==== Input data ====

PR #362, opened 2018-02-10
Add Resistor Stackpole CSS/CSSH current sense resistors

strombom:
CSSH2728
https://www.seielect.com/catalog/SEI-CSS_cssh.PDF

image

Is there a resistor footprint script somewhere that I can add those resistors to?

------------

Thanks for creating a pull request to contribute to the KiCad libraries! To speed up integration of your PR, please check the following items:

- [x] Provide a URL to a datasheet for the footprint(s) you are contributing
- [x] An example screenshot image is very helpful 
- [ ] If there are matching symbol or 3D model PRs, provide link(s) as appropriate
- [x] Check the output of the Travis automated check scripts - fix any errors as required

PR #1034, opened 2018-10-20
R stackpole

Misca1234:
This is an overtake of push
https://github.com/KiCad/kicad-footprints/pull/362

Stackpoles shunt resistor serie
https://www.seielect.com/catalog/SEI-CSS_cssh.PDF

This push only contain the CSS0805 item becaosue evanshultz  and Shackmeister had concerns about the orignal push

@evanshultz @Shackmeister 
This is an initial copy of the original one but you had comments about the Kelvin connections, please elaborate

bild

bild

------------


evanshultz:
The resistor part itself doesn't have Kelvin pins on it, just 2 pins. So that part is fine with me. If the user wants to create Kelvin pads like are shown in the datasheet, using the net tie components near the resistor pads is the best option of which I'm aware.

I didn't review the footprints just chiming in that I'm fine merging with just 2 pads.

Misca1234:
The generic symbol look like this


bild

Misca1234:
Is your idea to create a new shunt symbol for this serie and then add the kelvin path manually during the PCB work?
If not, would you not agree that, if the ambition is to use the generic symbol then the FP should have 4 pins?

evanshultz:
No. I'm saying the datasheet only shows two pins and two pads. So I would accept making the KiCad footprint have only two pads and using the generic R symbol (not the R_Shunt one).

The user can add a Kelvin connection if they want to on the board.

The symbol you show above is for something like https://www.ohmite.com/assets/docs/res_rw1_rw2.pdf, which has 4 pads. That's not the part in this PR, IMO.

Misca1234:
How do you want to do with the file name ?
The original pusher named them like this

R_Stackpole_CSS0603_XX-YYm.kicad_mod

where XX and YY was the resistance span, I guess it was to get dedicated 3D models for each fp, do you want to resuse the names as well.

evanshultz:
I would have suggested by thickness since that also would nicely capture the 3D model differences. It works nicely for all but CSSH2512, but there using thickness is ugly.

Perhaps a `_Pad<x size>x<y size>mm` suffix after `R_Stackpole_CSS[H]<body size>`?

Ugh. I don't see a good way to do it.

Misca1234:
So CSSH2512 would be something

R_Stackpole_CSSH2512_Pad3.05x3.68mm
R_Stackpole_CSSH2512_Pad2.19x3.68mm
R_Stackpole_CSSH2512_Pad2.79x3.68mm

evanshultz:
Sadly that's the best idea I have. Do you have another suggestion?

Misca1234:
Naaa, for me either way is ok, they will be scripted anyway,
Let me script away

Misca1234:
It wont work
For example 
CSS2010 is in two dimensions, where the physical height differ but the pads are of different size, so perhaps the original idea with the resistance range as suffix is better ?

evanshultz:
Not quite. CSS2010 is fine. The break between resistance for pad size and height match, so the height can be used to divide them. Same with CSS2512.

CSSH2512 is the problem because it's not clean breaks between pad size and height.

The bottom of page 3 and top of page 4 have pad sizes while page 2 and the top of page 3 have dimensions. Compare the breaks in the pad size table with changes in height (H column) for dimensions. You'll see the divisions match as I've stated except for CSSH2512. That's why it's messy.

Misca1234:
Where was we on this one?

Should we only have two pads in the foot print despite the symbol have 4 pins ?

Should we add the height as well to the foot print name so CSS0805 will be

R_Stackpole_CSS0805_Pad1.80x2.18_H0.30mm

evanshultz:
I think only two pads as I said above, since this part has two pads. The user can use net ties if they want to Kelvin connect to it.

Thinking about this again, if the user is placing a component they will be thinking about the resistance value, right? So maybe that is the best way to go since it will be most helpful to the user, I think. How about you?

Misca1234:
So back to 

R_Stackpole_CSS0603_XX-YYm.kicad_mod

where XX and YY is the resistance span,

?

evanshultz:
Pretty much. Looking at the current SMD resistor footprints, I think just `R_Shunt_Stackpole_CSS0603` would be fine for the versions which only have one recommended footprint. For other ones, like the 2010 size, we could use `R_Shunt_Stackpole_CSS2010_R0.001-0.003` and `R_Shunt_Stackpole_CSS2010_R0.0031-0.1`. I suppose the `R` prefix is understandable but perhaps Rene wants to provide some input on this. I'm also not sure why the `Shunt` part is needed since I don't feel it adds anything useful.

poeschlr:
I took the liberty of assigning @evanshultz and marking this as pending changes. Hope this is ok for everyone.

====

## What is needed
Copy every line from the records above that contains the word "your".

## Result below
Thanks for creating a pull request to contribute to the KiCad libraries! To speed up integration of your PR, please check the following items:
Is your idea to create a new shunt symbol for this serie and then add the kelvin path manually during the PCB work?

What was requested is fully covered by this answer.